The Outcome of the Case
The judge made the decision that Arnold would spend her life in prison for the murder of her father. The evidence showed that Arnold conspired with her teen boyfriend in the killing. The boyfriend was sentenced to 30 years in jail because there was evidence supported by the online messages that the couple exchanged between January and May. Arnold was charged with first-degree murder.
Even so, it was important that Arnold had been charged in juvenile because at the time of the murder, she was 14. Similarly, the age of the defendant, physical and mental condition as well as the amenability to treatment needed to be considered in determining the kind of court for the hearing of the Case.
Justification of the Outcome
It was important that the hearing would be done in a juvenile court because Arnold was a minor. The Supreme Court in Jackson v Hobbs (2011) said that children are persons below 18 who have a right not to be subjected to life in prison without the possibility of parole. This constitutional right is not absolute. It may be taken away if it is justified to do so. Maryland law gives juvenile court judges the discretion to waive jurisdiction and transfer a child above the age of 13 who is charged with a capital offense to the adult criminal court system.
There is an expectation that before such a decision is made, the judge will consider aggravating and mitigating factors surrounding the circumstances under which the minor committed the capital offense charged. Morgan Lane Arnold is suffering from a mental illness. She did not know what she was doing or appreciate the consequences of her conduct at the time she was procuring her boyfriend to kill her father. Her mental illness is a mitigating factor that would make be not waive the jurisdiction of my juvenile court if I was a judge hearing her Case.

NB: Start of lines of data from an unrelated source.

PR #161, opened 2021-09-08
fix crash when using mouse wheel on 3D view

eddieGong2604:
This PR resolves bug #1895 on onko redmine

- Fix crash when user interacts with 3D view using mouse wheel


JThomas2020 (approved):
Team 19, nice and quick

Tamookk (approved):
Team 14

PR #163, opened 2021-09-12
Fix - Image Fusion 

peteqian:
This PR is to address the bugs [1897 ](https://redmine.didymodesigns.com.au/issues/1897), [1898](https://redmine.didymodesigns.com.au/issues/1898) and [1903](https://redmine.didymodesigns.com.au/issues/1903) related to Image Fusion (except for ROI and Windowing - this will still need to be implemented).

A summary of the fixes:
- Zoom in/out working
- Crosshairs work
- Message box has been enlarged
- Able to delete window
- Opening a new patient after Image Fusion from a previous patient, does not affect the selection of the moving image of new patient

Work to be done still
- Windowing to be applied on Image Fusion
- ROIs not being displayed

PR #164, opened 2021-09-13
Bug: Image Fusion Windowing

JThomas2020:
This PR adds windowing support to Image Fusion

This PR adresses Dr Miller's request to get windowing working for Image Fusion

This PR was built based of changes from PR #163 so this PR should be merged after that PR has merged


Tamookk:
Please merge with the master branch of the main repo. A lot of changes in this PR are shared with the recently pulled in changes, and I can't tell what changes are specific to this PR (at least not without comparing this branch with master).

When changing the window after Image Fusion while focused on the Image Fusion tab, OnkoDICOM stalled for about 30 seconds (which included receiving a "This program is not responding" message from Windows). The functionality works well, although it does run a little slowly. I don't know if this is just me though - we all know I've had problems on my end before...

If it takes this long for everybody then might I suggest adding a progress bar, or at least a pop-up window asking the user to please wait? This would alleviate any concerns a user may have after receiving a "program not responding" message.

JThomas2020:
> When changing the window after Image Fusion while focused on the Image Fusion tab, OnkoDICOM stalled for about 30 seconds (which included receiving a "This program is not responding" message from Windows).

Whats happening is the colour maps need to be re-generated when windowing is applied. this does take a long time for me as well because effectively two image sets (old and fused) are being compared to make a completely new third image set for the color overlay.

> If it takes this long for everybody then might I suggest adding a progress bar, or at least a pop-up window asking the user to please wait? This would alleviate any concerns a user may have after receiving a "program not responding" message.

I've made a confirmation dialog, allowing the user to opt out of fusion windowing and just apply regular windowing. The windowing process is slow in general so it would be worthwhile to add. This being said we should have a week for bug fixing in the next couple of weeks, so I'll add a progress window then

src/Model/MovingModel.py
```diff
@@ -134,10 +134,13 @@ def create_moving_model():
                                   dicom_tree_rtplan.dict)
 
 
-def read_images_for_fusion():
+def read_images_for_fusion(level=0, window=0):
```
Tamookk, line 137: Update docstrings.

Tamookk (commented):
Thank you for your explanation, makes sense to me. And thanks for updating the PR. All looks good and works great, just one function needs updated docstrings before I will approve.

src/Model/MovingModel.py
JThomas2020: Updated, cheers for the pickup!

Tamookk (approved):
Team 14

DuyTungHa (approved):
Team23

A restorative justice process investigates the root cause of committing a crime to heal the offender and victim (Zehr, 2015). All this is intended to help the offender take personal accountability for the consequences of their crime and learn from their mistakes so that they grow into productive citizens. When restorative justice is used in addressing juvenile delinquency, it gets to the heart of what psychologists have established as the cause of children engaging in criminal conduct. Several studied have identified emotional, physical, sexual abuse, and parental neglect as forces that push a child into committing crimes (Chauhan et al. 2017). Retributive justice and its desire for nothing more than the certainty of punishment make it a wrong model for a juvenile justice system in light of this discovery about children in conflict with the law. Addressing these causes of juvenile delinquency may put them on a different path away from becoming an adult offender who may repeat the cycle by abusing children as an adult or teenager. As stated earlier, parental neglect may push children to be in conflict with the law. Public child welfare programs have social workers who receive and investigate reports of parental neglect. A restorative process can pinpoint parental neglect as the cause of delinquency, and the juvenile justice system can then coordinate juvenile probation officers with social workers to incorporate guardians or parents in efforts to reduce juvenile recidivism at the family level.
References
Braithwaite, J. (1989). Crime, shame, and reintegration. Cambridge University Press
Chauhan, P., Schuck, A., & Widom, C. (2017). Child maltreatment, problem behaviors, and neighborhood attainment. American Journal of Community Psychology, 60 (3-4), 555-567.
Hemmens, C., Brody, D., & Spohn, C. (2019). Criminal courts: A contemporary perspective, 4th ed. Thousand Oaks CA: Sage Publishing Company
Maryland Criminal Law Code, MD Criminal Law Code 2-203(2013).